### To do
When the string "usePluginSettings" is part of a line in the data below, report the whole line.

+++++

PR #646, opened 2023-01-23
APP-1623 - Feat: Adapt Settings Flow

WissenIstNacht:
## Description

Updates the settings flow with Majority Voting. I.e., it allows users to create proposal that sets the new parameters provided by Majority Voting.

NOTE: This does currently not involve the proposal threshold parameter. Pending a discussion with the design, this will be tackled in a separate ticket (TBD).

Fixes the bug where the links in the settings flow didn't show and didn't trigger the `settingsChanged` flag that allowed the user to propose settings.

Task: [1623](https://aragonassociation.atlassian.net/browse/APP-1623) & [1616](https://aragonassociation.atlassian.net/browse/APP-1616)

## Type of change

### DIFF
--- a/packages/web-app/src/containers/compareSettings/index.tsx
+++ b/packages/web-app/src/containers/compareSettings/index.tsx
@@ -1,3 +1,4 @@
+import {VotingMode} from '@aragon/sdk-client';
 import {
   AvatarDao,
   ButtonGroup,
@@ -14,8 +15,10 @@ import {Loading} from 'components/temporary';
 import {useNetwork} from 'context/network';
 import {useDaoDetails} from 'hooks/useDaoDetails';
 import {useDaoParam} from 'hooks/useDaoParam';
+import {useDaoToken} from 'hooks/useDaoToken';
 import {PluginTypes} from 'hooks/usePluginClient';
 import {usePluginSettings} from 'hooks/usePluginSettings';
+import {useTokenSupply} from 'hooks/useTokenSupply';
 import {getDHMFromSeconds} from 'utils/date';
 import {EditSettings} from 'utils/paths';
 import {ProposalResource} from 'utils/types';
@@ -30,10 +33,15 @@ const CompareSettings: React.FC = () => {
   const {data: daoDetails, isLoading: areDetailsLoading} = useDaoDetails(
     daoId!
   );
-
   const {data: daoSettings, isLoading: areSettingsLoading} = usePluginSettings(
     daoDetails?.plugins[0].instanceAddress as string,
     daoDetails?.plugins[0].id as PluginTypes
+  );
+  const {data: daoToken, isLoading: tokensAreLoading} = useDaoToken(
+    daoDetails?.plugins?.[0]?.instanceAddress || ''
+  );
+  const {data: tokenSupply, isLoading: tokenSupplyIsLoading} = useTokenSupply(
+    daoToken?.address || ''
   );
 
   const [selectedButton, setSelectedButton] = useState<'new' | 'old'>('new');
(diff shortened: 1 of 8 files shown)


packages/web-app/src/hooks/useTokenSupply.tsx
```diff
@@ -0,0 +1,35 @@
+import {formatUnits} from 'ethers/lib/utils';
+import {useEffect, useState} from 'react';
+
+import {useNetwork} from 'context/network';
+import {useProviders} from 'context/providers';
+import {CHAIN_METADATA} from 'utils/constants';
+import {getTokenInfo} from 'utils/tokens';
+import {HookData} from 'utils/types';
+
+export function useTokenSupply(
```
Fabricevladimir, line 10: What? You've an issue with all the `getTokenInfo` calls all over the place? 😉

packages/web-app/src/containers/compareSettings/index.tsx
```diff
@@ -54,23 +68,47 @@ const CompareSettings: React.FC = () => {
       links: getValues('daoLinks').filter(
```
Fabricevladimir: Why not pull out all the values at once instead of calling `getValues` multiple times? Also, can you add the Avatar as well. Currently we're only passing the DAO name

Fabricevladimir (commented):
Left a couple of comments. Also, lint is failing 😢

packages/web-app/src/pages/proposeSettings.tsx
```diff
@@ -122,30 +118,28 @@ const ProposeSettingWrapper: React.FC<Props> = ({
...
     data: {members},
   } = useDaoMembers(pluginAddress, pluginType as PluginTypes);
-
   const {data: pluginSettings} = usePluginSettings(
     pluginAddress,
     pluginType as PluginTypes
   );
   const {data: daoToken} = useDaoToken(pluginAddress);
-
+  const {data: tokenSupply, isLoading: tokenSupplyIsLoading} = useTokenSupply(
```
Fabricevladimir, line 140: I think you have this on the form already as `tokenTotalSupply`. It was set in Edit Settings.

packages/web-app/src/containers/compareSettings/index.tsx
WissenIstNacht: The avatar component doesn't like the uploaded avatar. For some reason. Maybe because it's a blob or something?

I've created a task to tackle this separately: https://aragonassociation.atlassian.net/browse/APP-1664

Fabricevladimir (approved):
Looking good!

packages/web-app/src/pages/proposeSettings.tsx
```diff
@@ -196,6 +170,8 @@ const ProposeSettingWrapper: React.FC<Props> = ({
         links,
```
Fabricevladimir: Just caught this when looking at the action on staging. Can you filter this array for empty name and url before passing it into the actions?

Edit: We were passing in the wrong links here as well. Should be `daoLinks` instead.

RakeshUP (approved):

packages/web-app/src/pages/proposeSettings.tsx
WissenIstNacht: No, this is the right one. A proposal can have its own set of links, which are not the same as the `daoLinks` that belong to the DAO's metadata

Also, empty links and names should be filtered out by the form during validation.

Fabricevladimir: Yes, a proposal can have its own set of links, but this is the DAO metadata action being encoded. The proposal links are passed down in `getProposalCreationParams`

Fabricevladimir: Concerning the links, the form allows you to go through with empty rows because they are optional I believe. That's why we filter empty ones out from the proposal links already in `getProposalCreationParams`.

WissenIstNacht: My bad, I jumped to the wrong method 👍🏼

Fabricevladimir: Exactly 😄, and I'm saying that's what you should be pulling from that specific `getValues` call because you're encoding the links for the Update DAO Metadata Action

+++++

### Result of the exercise
 import {usePluginSettings} from 'hooks/usePluginSettings';
   const {data: daoSettings, isLoading: areSettingsLoading} = usePluginSettings(
   const {data: pluginSettings} = usePluginSettings(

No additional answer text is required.